Superman’s an iconic comic book character that’s resided in pop culture for decades. With each generation we’ve seen various actors take on the legendary superhero. It hasn’t always worked out (Superman Returns) but affection for the Kryptonian has never waned. This week we’ll get Man of Steel, and our first look at Henry Cavill, in the title role. A lot of pressure comes with portraying such a beloved character, but Cavill’s not the only one who’s got big shoes to fill. You have Jor-El, Superman’s biological father who risked everything so his son could live. Then there’s the fierce but loyal Lois Lane, the ace reporter who’s also the love of Superman’s life. The list goes on, but today we’re focusing on Cavill, Russell Crowe and Amy Adams who play the latest incarnation of these characters.
Did you feel some responsibility playing Superman? How did you find your way into the iconic character?
Henry Cavill: First, I don’t think it’s about finding my way into an icon. Playing an icon, you don’t try to be an icon because that defeats the purpose. The responsibility attached is enormous and the realization that it actually really, really, matters meant that I wanted to put the most amount of work into representing the character properly. That specially applied when I was working out in the gym, when you feel you can’t push any harder and you can’t lift anymore weight. You think, hold on a second you got to look like Superman there’s a whole lot of people out there who are relying on me to be that superhero. So it really helped to push those extra few reps and just become that character.
This was a Lois Lane we’ve never seen before. Amy, can you talk about what attracted you to the part? How is this Lois different from previous ones.

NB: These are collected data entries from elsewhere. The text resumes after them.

PR #264, opened 2023-05-16
--include option

### LINKED ISSUE #199: Add --include option
In some cases, it would be useful to have an `--include` option in addition to the existing `--exclude` option. If both options are specified at the same time, start with all files in `--include` and remove files as specified in `--exclude`.

forsyth2:
Add `--include` option. Resolves #199.

### DIFF
--- a/zstash/utils.py
+++ b/zstash/utils.py
@@ -10,29 +10,40 @@ from typing import Any, List, Tuple
 from .settings import TupleTarsRow, config, logger
 
 
-def exclude_files(exclude: str, files: List[str]) -> List[str]:
+def filter_files(subset: str, files: List[str], include: bool) -> List[str]:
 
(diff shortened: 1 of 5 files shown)


zstash/utils.py
```diff
@@ -82,7 +93,11 @@ def get_files_to_archive(cache: str, exclude: str) -> List[str]:
         if x[0] != os.path.join(".", cache)
     ]
 
-    # Eliminate files based on exclude pattern
+    # First, add files based on include pattern
+    if include is not None:
+        files = include_files(include, files)
```
forsyth2, line 98: It is sufficient to determine which files to add to the `zstash archive` after getting the entire list of files, as the archiving step (which comes later) is the computationally expensive part.

PR #186, opened 2022-01-18
Fix conda requirements

forsyth2:
Fix conda requirements causing https://github.com/E3SM-Project/zstash/releases/tag/v1.2.0rc1 to not build properly.

PR #154, opened 2021-06-18
Extend --hpss to accept a Globus URL

lukaszlacinski:
This PR adds Globus support. With this PR, the zstash tool can work with any HPSS storage that is accessible as a Globus endpoint. The --hpss option recognizes a Globus URL:

`--hpss=globus://<GLOBUS_ENDPOINT_UUID><PATH>`

Two symbolic names, "alcf" and "nersc", are also recognized as GLOBUS_ENDPOINT_UUID and substituted internally with a UUID corresponding to ALCF HPSS or NERSC HPSS Globus endpoints.
To transfer files using Globus Transfer Service, zstash must know a UUID of a local Globus endpoint. Zstash detects login nodes of four supercomputers: ALCF Theta, LCRC Blues, LCRC Chrysalis, NERSC Cori, and assumes a local endpoint UUID accordingly. On other machines, zstash requires a local Globus endpoint UUID to be set in ~/.zstash.ini.

PR #271, opened 2023-06-15
Change workflow to mamba

### LINKED ISSUE #252: Change workflow from `pip` to `mamba/boa`
Change workflow from `pip` to `mamba/boa`

forsyth2:
Change workflow to mamba. Resolves #252. Equivalent of `zppy`'s https://github.com/E3SM-Project/zppy/pull/429 & https://github.com/E3SM-Project/zppy/pull/428

### DIFF
--- a/setup.py
+++ b/setup.py
@@ -8,10 +8,5 @@ setup(
     description="Long term HPSS archiving software for E3SM",
     packages=find_packages(include=["zstash", "zstash.*"]),
     python_requires=">=3.6",
-    install_requires=[
-        "fair-research-login>=0.2.6,<0.3.0",
-        "globus-sdk>=3.0.0,<4.0.0",
-        "six",
-    ],
     entry_points={"console_scripts": ["zstash=zstash.main:main"]},
 )
--- a/.github/workflows/build_workflow.yml
+++ b/.github/workflows/build_workflow.yml
@@ -44,7 +44,6 @@ jobs:
           key: ${{ runner.os }}-conda-${{ env.CACHE_NUMBER }}-${{
             hashFiles('conda/dev.yml') }}
 
-
       - name: Build Conda Environment
         uses: conda-incubator/setup-miniconda@v2
         with:
@@ -56,8 +55,6 @@ jobs:
           environment-file: conda/dev.yml
           channel-priority: strict
           auto-update-conda: true
-          # IMPORTANT: This needs to be set for caching to work properly!
-          use-only-tar-bz2: true
 
       - name: Install `zstash` Package
         run: |
@@ -82,25 +79,26 @@ jobs:
           persist-credentials: false
           fetch-depth: 0
 
-      - name: Set up Python
-        uses: actions/setup-python@v4
-        with:
-          python-version: 3.9
-
-      - name: Cache pip
+      - name: Cache Conda
         uses: actions/cache@v3
+        env:
+          CACHE_NUMBER: 0
         with:
-          # This path is specific to Ubuntu
-          path: ~/.cache/pip
-          # Look to see if there is a cache hit for the corresponding requirements file
-          key: ${{ runner.os }}-pip-publish-docs
-          restore-keys: |
-            ${{ runner.os }}-pip-
-            ${{ runner.os }}-
+          path: ~/conda_pkgs_dir
+          key: ${{ runner.os }}-conda-${{ env.CACHE_NUMBER }}-${{
+            hashFiles('conda/dev.yml') }}
 
-      - name: Install Dependencies
-        run: |
-          mamba install -y sphinx==5.2.3 sphinx_rtd_theme==1.0.0 sphinx-multiversion==0.2.4 docutils==0.16 "jinja2<3.1"
+      - name: Build Conda Environment
+        uses: conda-incubator/setup-miniconda@v2
+        with:
+          activate-environment: zstash_dev
+          miniforge-variant: Mambaforge
+          miniforge-version: latest
+          use-mamba: true
+          mamba-version: "*"
+          environment-file: conda/dev.yml
+          channel-priority: strict
+          auto-update-conda: true
 
       - name: Build Sphinx Docs
         run: |
--- a/.github/workflows/build_workflow.yml
+++ b/.github/workflows/build_workflow.yml
@@ -35,10 +35,29 @@ jobs:
     steps:
       - uses: actions/checkout@v3
 
-      - name: Set up Python
-        uses: actions/setup-python@v4
+      - name: Cache Conda
+        uses: actions/cache@v3
+        env:
+          CACHE_NUMBER: 0
         with:
-          python-version: 3.9
+          path: ~/conda_pkgs_dir
+          key: ${{ runner.os }}-conda-${{ env.CACHE_NUMBER }}-${{
+            hashFiles('conda/dev.yml') }}
+
+
+      - name: Build Conda Environment
+        uses: conda-incubator/setup-miniconda@v2
+        with:
+          activate-environment: zstash_dev
+          miniforge-variant: Mambaforge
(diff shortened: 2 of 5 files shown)


forsyth2 (commented):
@xylar @tomvothecoder I made effectively the same changes as in https://github.com/E3SM-Project/zppy/pull/429 & https://github.com/E3SM-Project/zppy/pull/428. Does that seem fine?

Remaining instances of `pip`, for reference:
```
$ git grep -n pip ':!docs/_build_old/*'
.github/workflows/build_workflow.yml:45:          python -m pip install --upgrade pip
.github/workflows/build_workflow.yml:46:          pip install .
.github/workflows/build_workflow.yml:71:      - name: Cache pip
.github/workflows/build_workflow.yml:75:          path: ~/.cache/pip
.github/workflows/build_workflow.yml:77:          key: ${{ runner.os }}-pip-publish-docs
.github/workflows/build_workflow.yml:79:            ${{ runner.os }}-pip-
.github/workflows/release_workflow.yml:25:      - name: Cache pip
.github/workflows/release_workflow.yml:29:          path: ~/.cache/pip
.github/workflows/release_workflow.yml:31:          key: ${{ runner.os }}-pip-publish-docs
.github/workflows/release_workflow.yml:33:            ${{ runner.os }}-pip-
conda/dev.yml:8:  - pip=22.2.2
conda/meta.yaml:14:  script: "{{ PYTHON }} -m pip install . --no-deps -vv"
conda/meta.yaml:20:    - pip
docs/source/getting_started.rst:184:Instead, the developer will ``pip install .`` to build ``zstash`` with changes
docs/source/getting_started.rst:270:        pip install .
tests/follow_symlinks.sh:115:pip install .
zstash/parallel.py:132:        # be piped to this queue instead of the screen.
```

setup.py
```diff
@@ -8,10 +8,5 @@
     description="Long term HPSS archiving software for E3SM",
     packages=find_packages(include=["zstash", "zstash.*"]),
     python_requires=">=3.6",
-    install_requires=[
-        "fair-research-login>=0.2.6,<0.3.0",
-        "globus-sdk>=3.0.0,<4.0.0",
-        "six",
-    ],
```
forsyth2, line 15: @tomvothecoder It looks like the tests don't like this part being removed. Am I supposed to add these requirements somewhere else?

xylar (approved):
Yes, at a glance it looks right to me.

setup.py
tomvothecoder: The issue is that the `build` step of the `build_workflow.yml` is using a pip environment and the `install_requires` section from `setup.py`.

You need to replace these lines https://github.com/E3SM-Project/zstash/blob/c0aadc7d7d11b49d3fd60fdc42340b79ee910097/.github/workflows/build_workflow.yml#L38-L41

with the step to cache and create the conda environment ([zppy example](https://github.com/E3SM-Project/zppy/blob/2304054174c723ecd9fb7a94a6a06759d362eee1/.github/workflows/build_workflow.yml#L54-L75)):

```
      - name: Cache Conda
        uses: actions/cache@v3
        env:
          CACHE_NUMBER: 0
        with:
          path: ~/conda_pkgs_dir
          key: ${{ runner.os }}-conda-${{ env.CACHE_NUMBER }}-${{
            hashFiles('conda/dev.yml') }}


      - name: Build Conda Environment
        uses: conda-incubator/setup-miniconda@v2
        with:
          activate-environment: zstash_dev
      miniforge-variant: Mambaforge
          miniforge-version: latest
          use-mamba: true
          mamba-version: "*"
          environment-file: conda/dev.yml
          channel-priority: strict
          auto-update-conda: true
          # IMPORTANT: This needs to be set for caching to work properly!
          use-only-tar-bz2: true
```

forsyth2: @tomvothecoder Thanks! Now I'm getting `sphinx-multiversion 0.2.4  does not exist (perhaps a typo or a missing channel).` on the tests though...

forsyth2: And everything seems to match up with what was done for `zppy`, which did work.

forsyth2: @tomvothecoder Ah, actually `zppy` did not work. I missed a failing GitHub action. Fixing a syntax error in https://github.com/E3SM-Project/zppy/pull/434, I end up with the same error as `zstash` described here.

forsyth2: Yes, my latest commit reverting that change makes the GitHub Actions check pass. I may keep it like that to get this merged and address this issue later in the release testing process.

forsyth2: The checks appeared to pass for https://github.com/E3SM-Project/zppy/pull/434, but after merging the publish-docs Action failed (https://github.com/E3SM-Project/zppy/actions/runs/5284999456/jobs/9563041218: line 1: mamba: command not found). Because of this, I think it's best to hold off on merging this until the `sphinx-multiversion` error is resolved.

xylar:
@forsyth2, I don't have permission to push to this branch.  Could you please cherry-pick the last 2 commits from the following?
https://github.com/xylar/zstash/commits/issue-252

xylar:
> We still want to keep everything functioning if one were to use pip (think users installing a dev version in their custom envs) and this shouldn't be hard at all to obtain while still moving the main actions to mamba. The change in setup.py may break this, but I will need to look more into it.

I think our packages basically don't and never have worked with `pip`.  They require dependencies only available on conda-forge.  I can't say whether that's true for zstash but it's true for everything else (zppy, MPAS-Analysis, mache, E3SM_Diags, etc.)

> I think keeping the docs actions running on pip is okay; I don't see a specific reason here to switch to mamba (but correct me if I am wrong). Using pip will be much lighter on the CI anyway. However, I think Xylar's commits in https://github.com/xylar/zstash/commits/issue-252 will fix the issues and this should run on mamba if we want it to.

I'll leave this up to @tomvothecoder and @forsyth2.  To me, it seems like an undesirable practice to use `pip` for CI and `mamba` for local testing.  I also like to use the automatic API generation features in sphinx and recommend that others use that.  That requires having the package installed before making the docs, so `pip` is out.

setup.py
```diff
@@ -8,10 +8,5 @@
     description="Long term HPSS archiving software for E3SM",
     packages=find_packages(include=["zstash", "zstash.*"]),
     python_requires=">=3.6",
-    install_requires=[
```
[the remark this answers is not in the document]
xylar: We just don't want dependencies to come from `pip`.  I don't remember the exact details.  Hopefully @forsyth2 can point us to the relevant discussion, but these were causing trouble in the recent past.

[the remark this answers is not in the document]
xylar: I think it was just this comment from @tomvothecoder:
https://github.com/E3SM-Project/zppy/issues/397#issuecomment-1512147993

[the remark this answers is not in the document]
forsyth2: > point us to the relevant discussion
I'm not sure if this is what you meant, but these installation requirements were introduced in #154 to enable Globus support. A couple other files subsequently had to be modified, which was done in #186.

forsyth2:
> Could you please cherry-pick the last 2 commits from the following?

Cherry-picked to this branch.

> To me, it seems like an undesirable practice to use `pip` for CI and `mamba` for local testing.

I agree that it probably makes more sense to stick to one tool here.

forsyth2 (commented):
Thanks for the extra commits @xylar! I think this looks good now; should I go ahead and merge?

xylar:
Maybe see how it goes with appy first and merge this only after that's successful...

forsyth2:
Ok, we'll wait to see how https://github.com/E3SM-Project/zppy/pull/438 does

xylar:
@forsyth2, as I just commented here:
https://github.com/E3SM-Project/zppy/pull/438#issuecomment-1595729911
I think we can merge this.  The approach used here worked fine in `zppy`.

PR #275, opened 2023-06-19
add compy (login and compute) and chrlogin to globus endpoints

### LINKED ISSUE #274: Add Compy endpoint to Globus file
Add Compy endpoint to Globus file.

In https://github.com/E3SM-Project/zstash/blob/main/zstash/globus.py, add Compy's Globus endpoint.

mahf708:
fix #274 

- [ ] Especially important to review: a controversial workaround to guide the regex to compy if the the HOSTNAME is set to something starting with compy and the the fqdn is `n*.local`.

### DIFF
--- a/zstash/globus.py
+++ b/zstash/globus.py
@@ -1,6 +1,7 @@
 from __future__ import absolute_import, print_function
 
 import configparser
+import os
 import os.path
 import re
 import socket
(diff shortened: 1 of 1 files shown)


zstash/globus.py
```diff
@@ -22,9 +23,11 @@
 regex_endpoint_map = {
     r"theta.*\.alcf\.anl\.gov": "08925f04-569f-11e7-bef8-22000b9a448b",
     r"blueslogin.*\.lcrc\.anl\.gov": "61f9954c-a4fa-11ea-8f07-0a21f750d19b",
+    r"chrlogin.*\.lcrc\.anl\.gov": "61f9954c-a4fa-11ea-8f07-0a21f750d19b",
     r"b\d+\.lcrc\.anl\.gov": "61f9954c-a4fa-11ea-8f07-0a21f750d19b",
     r"chr.*\.lcrc\.anl\.gov": "61f9954c-a4fa-11ea-8f07-0a21f750d19b",
     r"cori.*\.nersc\.gov": "9d6d99eb-6d04-11e5-ba46-22000b92c6ec",
+    r"compy.*\.pnl\.gov": "68fbd2fa-83d7-11e9-8e63-029d279f7e24",
     r"perlmutter.*\.nersc\.gov": "6bdc7956-fc0f-4ad2-989c-7aa5ee643a79",  # If this doesn't work, use cori
```
forsyth2, line 31: You make a good point, including the compute nodes for Compy. I think Perlmutter compute nodes also don't fit this pattern.

I usually run `zstash` from a login node but I suppose some may find it useful to run a large Globus transfer from a compute node.

forsyth2: @mahf708 The issue I discovered with using compute nodes is that sometimes the Globus transfers take longer than the max wall clock time (12 hours according to https://docs.nersc.gov/jobs/policy/). That is, I think we'd need to set up some sort of restart file system (as E3SM itself does) and use `zstash --update`.

forsyth2:
> * [ ]  Especially important to review: a controversial workaround to guide the regex to compy if the the HOSTNAME is set to something starting with compy and the the fqdn is `n*.local`.

I unfortunately don't know too much about the HOSTNAME issue.

That said, I ran `python -m unittest tests/test_globus.py` on login nodes and compute nodes for Chrysalis, Perlmutter, and Compy (using this branch) and it passes in all 6 cases. (For reference, I ran on compute nodes using `salloc -n 1` on Chrysalis and Compy, and `salloc --constraint=cpu -n 1 --qos=regular` on Perlmutter.)

So, I think this is good to merge. Thanks @mahf708

PR #277, opened 2023-06-21
Fix release workflow not publishing latest tags

tomvothecoder:
I noticed the E3SM Diags release workflow wasn't copying the docs for v2.8.0 over to the gh-pages branch (related [PR](https://github.com/E3SM-Project/e3sm_diags/pull/698)). This caused the docs to break with a 404 if you tried clicking v2.8.0 in the dropdown.

The same thing is happening in zstash with [v1.3.0](https://e3sm-project.github.io/zstash/_build/html/v1.3.0/index.html). I updated the release workflow to correctly copy the tag docs. Once this is merged, we can rerun the release workflow manually to copy v1.3.0 docs over to gh-pages/

**Note, another 1.4.0 release candidate is not required for this fix because this is DevOps related.**

### DIFF
--- a/.github/workflows/release_workflow.yml
+++ b/.github/workflows/release_workflow.yml
@@ -4,6 +4,8 @@ on:
   release:
     types: [published]
 
+  workflow_dispatch:
+
 jobs:
   publish-docs:
     runs-on: ubuntu-latest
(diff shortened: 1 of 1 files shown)


.github/workflows/release_workflow.yml
```diff
@@ -4,6 +4,8 @@ on:
   release:
     types: [published]
 
+  workflow_dispatch:
```
tomvothecoder, line 7: This line allows us to manually run workflows. We need to add this because the release workflow currently only triggers when releasing new versions. However, we want to run it manually to fix the v1.3.0 docs.

PR #309, opened 2023-10-24
Bump to 1.4.1rc1

forsyth2:
Bump to 1.4.1rc1

### DIFF
--- a/conda/meta.yaml
+++ b/conda/meta.yaml
@@ -1,5 +1,5 @@
 {% set name = "zstash" %}
-{% set version = "1.4.0" %}
+{% set version = "1.4.1rc1" %}
 
 package:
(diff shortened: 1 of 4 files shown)


xylar:
@forsyth2, you created a branch with the same name as the eventual tag here, which is a totally logical thing to do.  Unfortunately, it really confuses things once you do create the tag.  I think that's why we're getting a different sha256 hash on conda-forge every time it tries to build from the tag.  Could you delete the branch?  And in the future it is probably best to either put the branch of the same name on your fork instead of the main repo or give it a different name from the eventual tag to avoid trouble.

forsyth2:
Ah, I deleted the branch locally to make the GitHub tag, but I didn't delete the branch on GitHub.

Amy Adams: I grew up watching Superman and loving the characters. I let it be known that I auditioned several times, this was my third time. So thank you Zack [Snyder] for letting me play Lois. When I talked to Zack about this incarnation of Lois, what I loved was that she was still this intrepid reporter. She was somebody that was going to be a part of the solution not just part of the problem. She was going to have more of an inner track on Clark and sort of be on the inside as opposed to being on the outside. I really liked that and I thought that was a very unique idea. I really loved that Zack wanted it to be this really big, amazing film but was also very important to him to focus on the characters and the truth. Grounding the characters in reality as much as possible in this amazing world that he created.
Jor-El is pretty involved in this movie. Compared to the original film, where Marlon Brando just came in and shot a bit, he’s really the soul of the story. Russell, what was that experience like?
Russell Crowe: I have a confession… I’ve never seen any other Superman movie. Haven’t seen one with that fellow in it or the new young fellow, I didn’t see that either. I didn’t have any references in terms of cinematic experiences. The only Superman reference I have is the black and white Superman TV show that was on TV after school when I was a kid. So I really had nothing to draw on. The simple thing for me is I read the script and thought it was a complex and really cool story in and of itself. And I thought the problems that Jor-El faced in terms as his decision as a father was a very interesting thing to do and get involved.
Henry, how was it doing the flight scenes? Also, in terms of fight choreography, what type of training did you do?
Henry Cavill: Flight for one, there was a lot of rehearsal involved. When it came to actual super speed flight it was mostly belly pan work. Belly pan is the mold of the front of a persons body and you lie in it and a special gimble created so there’s a guy in a green suit and a green screen moving it depending on Zack’s direction and I just have to imagine what it’s like to fly. We had lots of help from Zack’s sort of imagery attached to it and his direction. There was also a lot of wire work that we did during the whole stunt process, that was incredibly complex and the guys tested it amazingly. A guy called Jim Churchman just did a fantastic job on the wires. That was probably the funnest part for me in regards to flying. I got to be 40 feet up in the air and sort of just completely out of control, well someone else’s control thank goodness.
Russell, you played such a convincing and heartfelt parent in the film.
Russell Crowe: I had a very interesting experience being a father on this movie. I think Zack employed four babies as the recently born Kal-El and unlike my own experiences as a father of two, I’ve managed to dodge all the piss and the poo even though I’m pretty slick with a nappy. But on this movie I got farted on first and that was OK, pissed on and that was a little bit convenient then the topper happened under those hot lights. It was after lunch, to be expected and I got a handful of the essential Kryptonian material. So I learned a lot, I had new experiences as a parent on this movie that I hadn’t previously had so thank you Zack.
Henry, have you taken anything from other actors that have played Superman? How did you want to be different from them?
Henry Cavill: I did not take anything from the other characters that played it before. As an actor, the way I do it and the way I viewed it, is that all the actors that have come before, it’s their interpretation of the source material, source material being the comic books and I wanted to have my interpretation not out of a sense of ego but in a sense that it might be a disjointed performance if I have someone else’s personality and their influence affect the interpretation of the character. So I went straight to the comic books and saw the older movies but I did not apply those performances to mine.
Man of Steel opens in theaters June 14 in 2D and 3D.